Model-Induced Generalization Error Bound for Information-Theoretic Representation Learning in Source-Data-Free Unsupervised Domain Adaptation

IEEE Trans Image Process. 2022:31:419-432. doi: 10.1109/TIP.2021.3130530. Epub 2021 Dec 9.

Abstract

Many unsupervised domain adaptation (UDA) methods have been developed and have achieved promising results in various pattern recognition tasks. However, most existing methods assume that raw source data are available in the target domain when transferring knowledge from the source to the target domain. Due to the emerging regulations on data privacy, the availability of source data cannot be guaranteed when applying UDA methods in a new domain.

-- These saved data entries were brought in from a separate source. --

PR #5234, opened 2024-07-10
druid ingest executor

rohithreddykota:
## Summary

This PR introduces a druidIndexExecutor which is responsible for executing Druid index tasks using configurations from YAML files. The executor handles the ingestion of data from an object store into Druid, calculating necessary intervals, generating dynamic index JSON, and performing the ingestion process based on the model input and output configurations.

Example:
```yaml
kind: model

refresh:
  cron: 2 * * * *

connector: gcs
path: gs://hitech.rilldata.com/data-export/etl/bids/monthly/
pattern: 'yyyy=2006/mm=01/dd=02/HH=15'
gran: 1h
format: parquet
file_pattern: '.*\.parquet'
retry_period: 15m
max_retires: 3

incremental: true
output:
  connector: druid
  dataSource: demand_log_qa
  initial_look_back_period: 3h
  period_before: 1h
  quiet_period: 1h
  catchup: false
  max_work: 2h # maximum interval to index at a time
  coordinator_url: https://druid.ws1.hitech.rilldata.com/druid/coordinator/v1/datasources
  datasource_name: demand_log
  spec_json: >
    {
      "type": "index_parallel",
      "spec": {
        "ioConfig": {
          "type": "index_parallel",
          "inputSource": {
            "type": "google",
            "prefixes": {{ .prefixes | toJson }},
          },
          "inputFormat": {
            "type": "csv",
            "findColumnsFromHeader": true
          }
        },
        "tuningConfig": {
          "type": "index_parallel",
          "partitionsSpec": {
            "type": "dynamic"
          }
        },
        "dataSchema": {
          "dataSource": "%s",
          "timestampSpec": {
            "column": "timestamp",
            "format": "iso"
          },
          "transformSpec": {},
          "dimensionsSpec": {
            "dimensions": [
              {"type": "long", "name": "id"},
              "publisher",
              "domain",
              {"type": "double", "name": "bid_price"}
            ]
          },
          "granularitySpec": {
            "queryGranularity": "none",
            "rollup": false,
            "segmentGranularity": "day",
            "intervals": {{ .intervals | toJson }}
          }
        }
      }
    }
```


runtime/drivers/druid/druid.go
```diff
@@ -256,12 +257,19 @@ func (c *connection) AsObjectStore() (drivers.ObjectStore, bool) {
 
 // AsModelExecutor implements drivers.Handle.
 func (c *connection) AsModelExecutor(instanceID string, opts *drivers.ModelExecutorOptions) (drivers.ModelExecutor, bool) {
+	if opts.OutputHandle == c && opts.InputConnector == "gcs" {
```
begelundmuller, line 260: Connector names can be aliased (e.g. if you connect with two different service accounts for different buckets). So instead of checking `InputConnector` it should check `InputHandle.Driver()` instead.

runtime/drivers/druid/druid.go
```diff
@@ -182,9 +182,10 @@ func (d *driver) TertiarySourceConnectors(ctx context.Context, src map[string]an
 }
 
 type connection struct {
-	db     *sqlx.DB
-	config *configProperties
-	logger *zap.Logger
+	db         *sqlx.DB
+	config     *configProperties
+	logger     *zap.Logger
+	instanceID string
```
begelundmuller, line 188: This is used, but not assigned anywhere

runtime/drivers/druid/model_executor_index.go
```diff
@@ -0,0 +1,228 @@
...
+
+	startTime := calculateStartTime(previousExecutionTime, previousIntervalEndTime, periodBefore, outputProperties.Catchup, quietPeriod)
+	endTime := calculateEndTime(startTime, maxWork, quietPeriod)
+
+	if endTime.Before(startTime) {
+		return nil, fmt.Errorf("end time is before start time")
+	}
+
+	fmt.Println("==>inputProperties", inputProperties)
+	fmt.Println("==>outputProperties", outputProperties)
```
begelundmuller, line 102: Use `e.connection.logger`

runtime/drivers/druid/model_manager.go
```diff
@@ -0,0 +1,105 @@
...
+		return fmt.Errorf("missing property 'specJson'")
+	}
+	return nil
+
+}
+
+type ModelResultProperties struct {
+	DataSource              string `mapstructure:"datasource"`
+	PreviousExecutionTime   string `mapstructure:"previous_execution_time"`
+	PreviousIntervalEndTime string `mapstructure:"previous_interval_end_time"`
```
begelundmuller, line 74: Could it use `time.Time` (it serializes/deserializes naturally in JSON)?

runtime/drivers/druid/model_manager.go
```diff
@@ -0,0 +1,105 @@
...
+
+type ModelInputProperties struct {
+	Path          string `mapstructure:"path"`
+	Pattern       string `mapstructure:"pattern"`
+	Granularity   string `mapstructure:"gran"`
+	Format        string `mapstructure:"format"`
+	FilePattern   string `mapstructure:"file_pattern"`
+	RetriesPeriod string `mapstructure:"retry_period"`
+	MaxRetries    int    `mapstructure:"max_retries"`
+}
```
begelundmuller, line 20: So these are actually properties for an object store connector, not for the Druid connector. Ideally the name `druid.ModelInputProperties` would be reserved for input properties for Druid (i.e. models where Druid is the input and something else is the output – obviously we don't support that now, but could make sense in the future for e.g. models that export to S3).

Ideally the input properties for GCS would be defined in `gcs.ModelInputProperties` (or maybe `drivers.ObjectStoreModelInputProperties` if shared across multiple object store drivers), but I realize these are quite specific to this Druid driver. So maybe having it be an internal `gcsModelInputProperties` would make more sense.

begelundmuller (commented):
Some high-level questions:
1. I didn't go deep on the time manipulation logic here, but it seems like it's basically trying to emulate splits/partitions for incremental ingestion? If yes, it would be better to support that with native splits or something similar – and then the actual input/output properties could just template in values from the split currently being executed. Does that make sense? And do you have any inputs or new discoveries for things to think about here?
2. Did you look into using Druid's `INSERT` or `REPLACE` SQL commands instead? I know it's less mature, but would be sweet if we could get away with only supporting the SQL interface.

rohithreddykota:
> Some high-level questions:
> 
> 1. I didn't go deep on the time manipulation logic here, but it seems like it's basically trying to emulate splits/partitions for incremental ingestion? If yes, it would be better to support that with native splits or something similar – and then the actual input/output properties could just template in values from the split currently being executed. Does that make sense? And do you have any inputs or new discoveries for things to think about here?
> 2. Did you look into using Druid's `INSERT` or `REPLACE` SQL commands instead? I know it's less mature, but would be sweet if we could get away with only supporting the SQL interface.

1. You are right. It is kind of emulating splits for the incremental ingestion. Having native splits would definitely make things lot easier. From my understanding, splits should be able to serve all the options with a single query.
2. My initial idea was to add support for both sql based ingestion and specJSON based ingestion. The reason I want to add specJson based ingestion is that I can port the existing implementations into rill cloud. And another reasons are the [limitations](https://arc.net/l/quote/qnpchbzi).

rohithreddykota:
Lot changed since then. So, closing this. Will raise a new PR.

The lack of source data makes UDA more challenging, and most existing methods are no longer applicable. To handle this issue, this paper analyzes the cross-domain representations in source-data-free unsupervised domain adaptation (SF-UDA). A new theorem is derived to bound the target-domain prediction error using the trained source model instead of the source data. On the basis of the proposed theorem, information bottleneck theory is introduced to minimize the generalization upper bound of the target-domain prediction error, thereby achieving domain adaptation. The minimization is implemented in a variational inference framework using a newly developed latent alignment variational autoencoder (LA-VAE). The experimental results show good performance of the proposed method in several cross-dataset classification tasks without using source data. Ablation studies and feature visualization also validate the effectiveness of our method in SF-UDA.